Calculate the p-value of a GFisher test statistic under dependence, using moment matching methods to account for correlation structure among input statistics.

p.GFisher(
  q,
  df,
  w,
  M,
  p.type = "two",
  method = "HYB",
  nsim = NULL,
  seed = NULL,
  use.cpp = TRUE
)

Arguments

q

Numeric value of the observed GFisher statistic (typically from stat.GFisher).

df

Vector of degrees of freedom for inverse chi-square transformation for each p-value. If all dfs are equal, it can be defined by a single constant.

w

Vector of non-negative weights. If a single value, equal weights are used. Note: Weights are automatically normalized to sum to 1.

M

Correlation matrix of the Z-scores from which the input p-values were obtained. Must be a square matrix with dimension equal to the length of df.

p.type

Character string specifying p-value type:

  • "two": Two-sided input p-values (default)

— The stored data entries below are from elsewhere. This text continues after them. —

PR #3769, opened 2026-09-05
fix(help): did_you_mean answers an invented verb — a shared WORD, not just a shared path segment

joelteply:
## A citizen issued `list_cards` 31 times and nothing ever told her the verb that exists

The verb does not exist. The refusal named nothing to try instead. She retried the identical call until the turn ended.

`did_you_mean` scores a candidate **only** if it shares the category prefix (before `/`) or a whole `/`-segment. An underscored bare guess shares neither, so every candidate is discarded and the caller gets a generic "call `commands/help`". Measured on IntelMac:

| query | result |
|---|---|
| `list_cards` | **no suggestion** — though `commands/list` and `work/list` both exist |
| `list_command` | **no suggestion** — one char from the real `list_commands` |
| `pign` | **no suggestion** — one transposition from `ping` |
| `work/lst` | `Did you mean: work/claim, … work/list, …` ✅ |

## Why the loop does not break on its own

Two channels could end it. **Both are silent, for different reasons.**

1. **The loop-breaker** (`act_observe/apply.rs`, fires at `max_repeat >= 2`) told her at call 2, 3, 4 … 31 — thirty warnings. Its comment states the design: *"It never says what to do instead (that would be steering)."*
2. **The refusal** — which the doctrine in (1) *assumes* carries the routing — carries none for this input shape.

The no-steering doctrine is sound; **its premise is unmet**, and neither channel knows the other is silent. Naming commands that EXIST is not steering — it is the same class of fact as "you have called this 31 times".

This is why I do not read it as "the citizen is too small to escape". She received thirty accurate observations that she was looping and zero information about what exists. A larger model guesses better from the same inputs; it does not receive more.

## The change

A third, weakest tier: tokenize query and candidate on `/`, `_` and `-`, score a shared word at **0** — below same-category (2) and shared-segment (1). Ranking is unchanged; a same-prefix match still ranks first. `list_cards` now reaches `commands/list` and `work/list`; a candidate sharing no word is still not suggested.

## Validation

`cargo test -p continuum-core --lib commands::help` (Intel-Mac feature set): **8 passed, 0 failed.**

**Proven by mutation, not by reading.** With the token tier disabled (`shares_token && false`):

```
an_underscored_guess_still_reaches_the_commands_that_share_its_words ... FAILED
same_category_still_outranks_a_merely_shared_word ... ok      <- correctly unaffected
test result: FAILED. 7 passed; 1 failed   (rc=101)
```

The second test exists specifically to catch how *this fix* would go wrong — the token tier out-ranking the category tier and drowning the useful suggestion in every command sharing a common word like `list` or `get`.

Both tests went into the file's **existing** `mod tests`. This file already carries two test mods; this PR adds none.

## Not covered

`pign → ping` still gets nothing — that needs edit distance, which this does not add. Scoped deliberately: tokenization fixes the shape citizens actually produce (an underscored sibling of a verb they were told about), and edit distance is a separate judgement call about false positives.

Card: `00cf60d7-c57d-4a30-a88a-f8c4da8ee3ad`

### DIFF
--- a/core/continuum-core/src/commands/help.rs
+++ b/core/continuum-core/src/commands/help.rs
@@ -46,16 +46,35 @@ pub(crate) fn did_you_mean<'a>(query: &str, authorized: &[&'a str]) -> Vec<&'a s
     let q = query.to_lowercase();
     let q_prefix = q.split('/').next().unwrap_or(&q);
     let q_segs: HashSet<&str> = q.split('/').filter(|s| !s.is_empty()).collect();
+    // Tokens across EVERY separator a caller might reach for, not just `/`. A mind
+    // told its tools live behind `list_commands` forms `list_cards` by analogy — an
+    // underscored bare name that shares no category prefix and no whole path segment
+    // with anything, so the two tiers below discarded every candidate and the refusal
+    // named nothing. Measured 2026-09-05: a citizen issued `list_cards` 31 times, the
+    // loop-breaker told her so on 30 of them, and neither channel ever mentioned
+    // `commands/list`. The perception side declines to say what to do next ON PURPOSE
+    // (apply.rs: "It never says what to do instead (that would be steering)") — which
+    // assumes THIS function carries the routing. Naming commands that exist is not
+    // steering; it is the same class of fact as "you have called this 31 times".
+    let q_tokens: HashSet<&str> = q
+        .split(|c| c == '/' || c == '_' || c == '-')
+        .filter(|s| !s.is_empty())
+        .collect();
     let mut scored: Vec<(u8, &str)> = authorized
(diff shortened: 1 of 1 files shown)


joelteply:
Review (Fable/M5): no objection. The token tier is the right fix — a bare underscored guess must reach the commands that share its words, and ranking it weakest keeps the category/segment tiers first. Both tests carry a `what this catches`.

One note, not blocking: inside the same-prefix tier, rank by edit distance to the tail (`work/lst` → `work/list` first, `work/claim` second). The second test pins `work/claim` first only because of insertion order; the useful suggestion for a typo is the nearest name.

  • "one": One-sided input p-values

method

Character string specifying the calculation method:

  • "MR": Simulation-assisted moment ratio matching (recommended for tail probabilities)

  • "HYB": Moment ratio matching by quadratic approximation (default, faster but only for two-sided p-values)

  • "GB": Brown's method with calculated variance

nsim

Number of simulations used in the "MR" method. Default is 5e4. Larger values provide more accurate estimates but take longer to compute.

seed

Optional seed for random number generation in simulation-based methods. Default is NULL (no seed set).

use.cpp

Logical indicating whether to use C++ implementation for method="MR". Default is TRUE. Set to FALSE to use pure R implementation.

Value

A numeric value representing the p-value of the GFisher test.

Details

Compute the P-Value of a GFisher Test

This function calculates the p-value for a GFisher test statistic under dependence by approximating the null distribution using moment matching.

Method Selection:

  • HYB (Hybrid): Uses quadratic approximation based on the first four moments. Faster but only works for two-sided p-values. Best for moderate test statistics.

  • MR (Moment Ratio): Uses simulation to estimate moments, then applies moment matching. More accurate for extreme tail probabilities and works for both one-sided and two-sided p-values.

  • GB (Generalized Brown): Uses Brown's method with calculated variance. Simplest approximation but may be less accurate.

The function automatically handles near-singular correlation matrices by finding the nearest positive definite matrix when necessary.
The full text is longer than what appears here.